-- Data follows --
PR #6511, opened 2024-10-09
[K8S] Fix K8S client error handling when storing secrets [1.7.x]

adamdelman:
1. Fix the exception handling for the K8S client was not working correctly.
This is due to trying to catch exceptions inheriting from DynamicApiError, which require a call to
-- Data concluded --
**Problem description:** After reading the entries, reproduce every one of them exactly.

**Answer to the problem:**
PR #6511, opened 2024-10-09
[K8S] Fix K8S client error handling when storing secrets [1.7.x]

adamdelman:
1. Fix the exception handling for the K8S client was not working correctly.
This is due to trying to catch exceptions inheriting from DynamicApiError, which require a call to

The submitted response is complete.